Tag Archives: pseudoscience

Agnotology: The science of ignorance

luckyMany of my fellow citizens believe that the Apollo program was faked, evolution is a lie, global warming is a sinister plot by Al Gore to take away their Hummers, and President Obama is some kind of Nazi foreigner whose healthcare plan will lead to mass euthanasia. Disinformation seems to be a winning tactic.

So, yes, Discover Magazine’s interview with Robert Proctor, Stanford science historian and co-editor of Agnotology: The Making & Unmaking of Ignorance, had some resonance with me.

Snips:

Just what is agnotology?
It’s the study of the politics of ignorance. I’m looking at how ignorance is actively created through things like military secrecy in science or through deliberate policies like the tobacco industry’s effort to manufacture doubt through their “doubt is our product” strategy [spelled out in a 1969 tobacco company memo [pdf]]. So it’s not that science inherently always grows. It can actually be destroyed in certain ways, or ignorance can actually be created.

Have you continued your focus on tobacco?
I recently collaborated on an exhibit of the most outrageous tobacco ads called “Not a Cough in a Carload.” It’s centered on medical-themed tobacco ads: that tobacco’s good for your T-zone, that it calms your nerves. Scientific tests prove that brand A is better than B, or, you know, 20,000 physicians recommend Camels, and so forth. The use of athletes and models, and the artwork is just beautiful.

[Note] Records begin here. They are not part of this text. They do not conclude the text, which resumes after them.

PR #630, opened 2026-01-21
fix: enable multikey snapshots

### LINKED ISSUE #615: Snapshots aren't correctly handling multiple unique_key values
# Issue

When [configuring a snapshot with multiple](https://docs.getdbt.com/reference/resource-configs/unique_key#use-multiple-unique-keys) `unique_key` values the adapter does not correctly handle the columns created by the `get_or_create_relation` macro. This results in the 2nd execution adding `dbt_unique_key_1`, `dbt_unique_key_2`, etc. to the snapshot table. On a 3rd execution the `get_or_create_relation` macro produces invalid SQL by using `select *` in addition to aliasing the unique keys again as `dbt_unique_key_1`, `dbt_unique_key_2`, etc.

# Root Cause Analysis

I've tracked down the cause to be this section of code, which is working on the assumption `unique_key` is a single value. As such, the length of `missing_columns` is greater than 0 and the `create_columns` macro is executed.
https://github.com/dbt-msft/dbt-sqlserver/blob/bcf4ac910528c9bc681df5fd487818a19094838a/dbt/include/sqlserver/macros/materializations/snapshot/snapshot.sql#L58-L74

# Suggested Solution

I suggest updating that section similar to how the snapshot materialisation is [implemented in dbt-fabric](https://github.com/microsoft/dbt-fabric/blob/772d896d366137ff1ed1a364110d9eee67a727e6/dbt/include/fabric/macros/materializations/snapshots/snapshot.sql#L63-L79), by creating a list of columns to ignore and appending each `unique_key` value if it happens to be a list.

# Testing

I've monkey-patched this locally and it appears to work as expected with some very limited testing.
For clarity, I've included a comparison of the file with my patch applied.

Image

---

I'd be happy to also raise this as a PR, once I'm not on the work PC, if it makes things easier.

hoesler:
This PR fixes #615 by adding dynamic column filtering for multiple unique keys

### DIFF
--- a/dbt/include/sqlserver/macros/materializations/snapshot/snapshot.sql
+++ b/dbt/include/sqlserver/macros/materializations/snapshot/snapshot.sql
@@ -55,11 +55,16 @@
       {% do adapter.expand_target_column_types(from_relation=staging_table,
                                                to_relation=target_relation) %}
 
+      {% set remove_columns = ['dbt_change_type', 'DBT_CHANGE_TYPE', 'dbt_unique_key', 'DBT_UNIQUE_KEY'] %}
+      {% if unique_key is sequence and unique_key is not string %}
+        {% for key in strategy.unique_key %}
+          {{ remove_columns.append('dbt_unique_key_' + loop.index|string) or "" }}
+          {{ remove_columns.append('DBT_UNIQUE_KEY_' + loop.index|string) or "" }}
+        {% endfor %}
+      {% endif %}
+
       {% set missing_columns = adapter.get_missing_columns(staging_table, target_relation)
-                                   | rejectattr('name', 'equalto', 'dbt_change_type')
-                                   | rejectattr('name', 'equalto', 'DBT_CHANGE_TYPE')
-                                   | rejectattr('name', 'equalto', 'dbt_unique_key')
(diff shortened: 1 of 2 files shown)


axellpadilla:
Thanks, closing because the current master version and (v1.9.1) of:

dbt/include/sqlserver/macros/materializations/snapshots/snapshot.sql

already contains the multi-key exclusion logic:

{% set remove_columns = ['dbt_change_type', 'DBT_CHANGE_TYPE', 'dbt_unique_key', 'DBT_UNIQUE_KEY'] %}

{% if unique_key | is_list %}
  {% for key in strategy.unique_key %}
    {{ remove_columns.append('dbt_unique_key_' + loop.index|string) }}
    {{ remove_columns.append('DBT_UNIQUE_KEY_' + loop.index|string) }}
  {% endfor %}
{% endif %}

{% set missing_columns = adapter.get_missing_columns(staging_table, target_relation)
  | rejectattr('name', 'in', remove_columns)
  | list %}

{% set source_columns = adapter.get_columns_in_relation(staging_table)
  | rejectattr('name', 'in', remove_columns)
  | list %}

PR #631, opened 2026-02-04
Create packages.yml

BindusekharGorintla:
The packages.yml file in dbt can declare external dbt projects (called packages) that your project depends on, allowing you to reuse models, macros, and tests from other developers. This file is placed at the root level of your dbt project, alongside your dbt_project.yml file

### DIFF
--- a/packages.yml
+++ b/packages.yml
@@ -1,0 +1,9 @@
+packages:
+  - package: dbt-labs/dbt_utils
+    version: 1.1.1
+  - package: dbt-labs/codegen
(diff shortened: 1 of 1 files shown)


mopthe:
`packages.yml` is not something that belongs in this repository.

In dbt, `packages.yml` is a project‑level configuration file that each *individual dbt project* defines for itself, alongside its own `dbt_project.yml`. It should not be added to adapter source code, because adapters are not dbt projects and do not declare dependencies on behalf of users.

PR #643, opened 2026-05-14
chore: Add weekly stale cleanup workflow

axellpadilla:
helps with stale requests and review of remaining issues

### DIFF
--- a/.github/workflows/stale.yml
+++ b/.github/workflows/stale.yml
@@ -1,0 +1,38 @@
+---
+name: Close stale issues and PRs
+on:  # yamllint disable-line rule:truthy
+  workflow_dispatch:
+  schedule:
+    - cron: 30 1 * * 1  # Every Monday at 1:30 AM UTC
+permissions:
+  issues: write
+  pull-requests: write
+jobs:
+  stale:
+    runs-on: ubuntu-latest
+    steps:
+      - uses: actions/stale@v10
+        with:
+          repo-token: ${{ secrets.GITHUB_TOKEN }}
+          days-before-issue-stale: 365
+          days-before-pr-stale: 365
+          days-before-issue-close: 30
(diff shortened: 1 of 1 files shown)


Benjamin-Knight:
A good idea, but maybe we should do a manual pass over all the current open issues before we activate this?

.github/workflows/stale.yml
```diff
@@ -0,0 +1,38 @@
...
+          stale-pr-message: >-
+            This pull request is stale because it has had no activity for 365 days.
+            Please confirm whether it is still relevant. If there is no response,
+            it will be closed in 30 days.
+          close-issue-message: >-
+            Closing this issue due to inactivity. Please reopen or create a new issue
+            if this is still needed.
+          close-pr-message: >-
+            Closing this pull request due to inactivity. Please reopen or create a
+            new
```
Benjamin-Knight: Unusual line break?

.github/workflows/stale.yml
Benjamin-Knight, line 1: Do we want to exempt issues with a draft PR request? We would want to close off the PR before we marked an issue as stale?

Does the actions/stale action create the stale label because that isn't a label in this repo right now.

Benjamin-Knight (commented):
I have not setup git hub actions before so I wouldn't rely on my knowledge of these but I noted a few things.

.github/workflows/stale.yml
axellpadilla: you are right, it was the formatter

.github/workflows/stale.yml
axellpadilla: I'm using 365 days just to close old ones that are probably not even needed or already solved, we shouldn't worry about the first issue.
Mmm second one, yes, it is supposed to work as a plug and play

PR #645, opened 2026-05-14
Modernize packaging: migrate setup.py to PEP 621 pyproject.toml

joshmarkovic:
- Replace setup.py with pyproject.toml (setuptools backend), reading version dynamically from dbt/adapters/sqlserver/__version__.py.
- Restore pyodbc>=4.0.35,<5.2.0 as a direct dependency. It was previously pulled in transitively via dbt-fabric; that dep was dropped in 1.9.1rc1 but the runtime `import pyodbc` was not, leaving fresh installs broken.
- Move azure-identity to an `azure` extra. The code already guards azure imports with try/except ModuleNotFoundError, so this makes the optionality first-class: pip install dbt-sqlserver[azure].
- Move dev tooling to a `dev` extra; retire dev_requirements.txt. Use pip install -e .[dev].
- Drop MANIFEST.in in favor of [tool.setuptools.package-data].
- Ship dbt/adapters/sqlserver/py.typed.
- requires-python = ">=3.10"; drop the Python 3.9 classifier (3.9 reached EOL in October 2025).
- Update unit/integration/release workflows + Makefile accordingly. The release workflow now uses `python -m build` and an inline tag/version match instead of `python setup.py sdist bdist_wheel` and the old VerifyVersionCommand.


.github/workflows/release-version.yml
```diff
@@ -15,13 +15,29 @@ jobs:
...
+          python-version: '3.10'
 
-      - name: Install dependencies
-        run: pip install -r dev_requirements.txt
+      - name: Install build tooling
+        run: pip install build twine
 
-      - name: Verify version match
-        run: python setup.py verify
+      - name: Verify version matches tag
```
Benjamin-Knight, line 23: Can we move this python script to an actual script rather than inline? Right now this python code can't get tested or go through our normal python pre-commit steps.

pyproject.toml
```diff
@@ -0,0 +1,77 @@
...
+    "dbt-adapters>=1.11.0,<2.0",
+    "pyodbc>=4.0.35,<5.2.0",
+]
+dynamic = ["version"]
+
+[project.optional-dependencies]
+azure = [
+    "azure-identity>=1.12.0",
+]
+dev = [
```
Benjamin-Knight, line 45: Do we want people to be able to do dbt-sqlserver[dev] to install? Would it make more sense to put these into dependency-groups so that consumers of the package can't install the dev stuff, people developing could do uv sync --group dev?

axellpadilla: this is the correct structure example:
[project.optional-dependencies]
external = [...]
another = [...]

[dependency-groups]
dev = [...]

axellpadilla:
@joshmarkovic I migrated this to uv, thats why you have conflicts, PEP 621 + 735.
https://docs.astral.sh/uv/concepts/projects/dependencies/#project-dependencies
https://docs.astral.sh/uv/concepts/projects/dependencies/#optional-dependencies
https://docs.astral.sh/uv/concepts/projects/dependencies/#development-dependencies

pyproject.toml
```diff
@@ -0,0 +1,79 @@
...
+    "dbt-adapters>=1.11.0,<2.0",
+    "pyodbc>=4.0.35,<5.2.0",
+]
+dynamic = ["version"]
+
+[project.optional-dependencies]
+azure = [
+    "azure-identity>=1.12.0",
+]
+
```
axellpadilla, line 43: please move pyodbc to optional and pyodbc>=5.2.0, we are going to add mssql-python as optional later too

axellpadilla (approved):

PR #660, opened 2026-05-16
fix: Use uv to create and activate a workspace .venv to avoid permissions errors

axellpadilla:
Final fix to devcontainer behavior, some devcontainers make permissions strictier.

This also allows non-devcontainer easier setup.

### DIFF
--- a/.devcontainer/setup_env.sh
+++ b/.devcontainer/setup_env.sh
@@ -1,14 +1,14 @@
+set -euo pipefail
+
 cp test.env.sample test.env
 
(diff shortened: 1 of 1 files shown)


axellpadilla:
@Benjamin-Knight this should fix all the issues, before this it still wasn't building on one of my machines (but was ok in the first one)

axellpadilla:
@Benjamin-Knight and another one about a missing libodbc.so.2, perfectly fine... fixing it already

PR #661, opened 2026-05-16
fix: devcontainer post-start sequentially 

axellpadilla:
Because uv runs too fast and stops the background odbc install after ending... thanks uv


axellpadilla:
@Benjamin-Knight finally

PR #664, opened 2026-05-19
Bump v1.9.1 release and keeps pyodbc temporary

axellpadilla:
To avoid unwanted and non-announced dependency removals o some cases we needed to keep pyodcb dependency temporary.

### DIFF
--- a/CHANGELOG.md
+++ b/CHANGELOG.md
@@ -1,5 +1,26 @@
 # Changelog
 
+### v1.9.1
+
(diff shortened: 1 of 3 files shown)


axellpadilla:
@Benjamin-Knight Please review the final state and create the release if everything ok, I also created the branch release/v1.9 (up to date to this commit) to move from this step and provide any bugfix if needed to be able to merge v1.10 changes without this in the middle

PR #31, opened 2018-10-09
Add finalizer

legionus:


pkg/operator/bootstrap.go
```diff
@@ -67,9 +75,12 @@ func (h *Handler) Bootstrap() (*regopapi.ImageRegistry, error) {
...
 					VolumeSource: corev1.VolumeSource{
-						PersistentVolumeClaim: &corev1.PersistentVolumeClaimVolumeSource{
-							ClaimName: "image-registry-pvc",
-						},
+						EmptyDir: &corev1.EmptyDirVolumeSource{},
+						/*
+							PersistentVolumeClaim: &corev1.PersistentVolumeClaimVolumeSource{
+								ClaimName: "image-registry-pvc",
+							},
+						*/
```
bparees: why this change?

pkg/operator/finalizer.go
```diff
@@ -0,0 +1,167 @@
...
+				},
+			}
+
+			err := sdk.Get(cr)
+			if err != nil {
+				return fmt.Errorf("failed to get custom resource %s/%s: %s", o.ObjectMeta.Namespace, o.ObjectMeta.Name, err)
+			}
+		}
+
+		cr.ObjectMeta.Finalizers = finalizers
```
bparees: I don't think you can do this.  What if the update that caused the conflict was someone else adding a finalizer?  Now you'll have removed their finalizer.

pkg/operator/finalizer.go
```diff
@@ -0,0 +1,167 @@
...
+		kerrors.IsTimeout,
+		kerrors.IsServerTimeout,
+		kerrors.IsTooManyRequests,
+		utilnet.IsProbableEOF,
+		utilnet.IsConnectionReset,
+	}
+
+	retryTime := 3 * time.Second
+
+	err = wait.PollInfinite(retryTime, func() (stop bool, err error) {
```
bparees: why do we need to wait for the deletion to happen?

pkg/operator/bootstrap.go
legionus: Ops. my mistake.

pkg/operator/finalizer.go
legionus: Hm. How I should remove my finalizer ?

bparees: i think you need to iterate the list again and remove it again, since the list may have changed.

bparees: (that is, the same thing you're doing on line 59)

pkg/operator/finalizer.go
legionus: We do not allow two resources in the same space.

bparees: hm.  So you are waiting here until it goes away before you (re)create the default samplesresource?

bparees: err, image registry resource.

pkg/operator/finalizer.go
bparees: in practice? probably no one will.  But in theory, anyone w/ sufficient permission could and i'd rather not leave a potential hole open in case we do later introduce another finalizer for some reason and had forgotten about this.

legionus: Why then do we not follow the situation specifying our operator as an initializer (in theory this is also possible)?

pkg/operator/finalizer.go
legionus: > So you are waiting here until it goes away before you (re)create the default samplesresource?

How do you maintain the perspective essential to your kind of research?… [I]t’s important to see the past the way the people saw it. So I’ve written two books on Nazi medicine, and the goal there was not just to condemn them, but to see how in the world they came up with those ideas and those movements and how they justified them to themselves. So we see them as full humans and not just scarecrows, so we can actually understand the depth of the depravity or whatever. But at least we see it honestly, and that’s a traditional historical virtue.

[Image: leifpeng]

Evangelicals more rational than non-evangelicals?

ghost If we could just get rid of religion, we could march forward into a glorious future where everyone would think rationally and believe only what can be scientifically proven, right?

Wrong. At least, that’s what’s suggested by “What Americans Really Believe,” a study by Baylor University. In what seems to be a case of “you’ve got to believe in something or you’ll believe in anything,” the study shows that (in the words of Mollie Ziegler Hemingway, writing in the Wall Street Journal):

…traditional Christian religion greatly decreases belief in everything from the efficacy of palm readers to the usefulness of astrology. It also shows that the irreligious and the members of more liberal Protestant denominations, far from being resistant to superstition, tend to be much more likely to believe in the paranormal and in pseudoscience than evangelical Christians.

The Gallup Organization, under contract to Baylor’s Institute for Studies of Religion, asked American adults a series of questions to gauge credulity. Do dreams foretell the future? Did ancient advanced civilizations such as Atlantis exist? Can places be haunted? Is it possible to communicate with the dead? Will creatures like Bigfoot and the Loch Ness Monster someday be discovered by science?

The answers were added up to create an index of belief in occult and the paranormal. While 31% of people who never worship expressed strong belief in these things, only 8% of people who attend a house of worship more than once a week did.

Even among Christians, there were disparities. While 36% of those belonging to the United Church of Christ, Sen. Barack Obama’s former denomination, expressed strong beliefs in the paranormal, only 14% of those belonging to the Assemblies of God, Sarah Palin’s former denomination, did. In fact, the more traditional and evangelical the respondent, the less likely he was to believe in, for instance, the possibility of communicating with people who are dead.

Other studies have shown the same thing: according to a 1980 study published in Skeptical Inquirer, irreligious college students were by far the most likely to embrace paranormal beliefs, while born-again Christian college students were the least likely. Two years ago, another study published in Skeptical Inquirer showed that:

while less than one-quarter of college freshmen surveyed expressed a general belief in such superstitions as ghosts, psychic healing, haunted houses, demonic possession, clairvoyance and witches, the figure jumped to 31% of college seniors and 34% of graduate students.

Perhaps this is evidence for the “God gene,” something within the human genome that tends us toward belief in things we haven’t seen (or seen evidence for) ourselves. Perhaps it’s a by-product of our ability to imagine things that aren’t real–and thus a by-product of our ability to create fantasy and science fiction tales.

And perhaps it’s an indication devout atheists need to dig a little deeper into why people believe what they believe, because by aiming at the same oft-ridiculed Christian evangelicals, they’re missing a much bigger–and more gullible–target.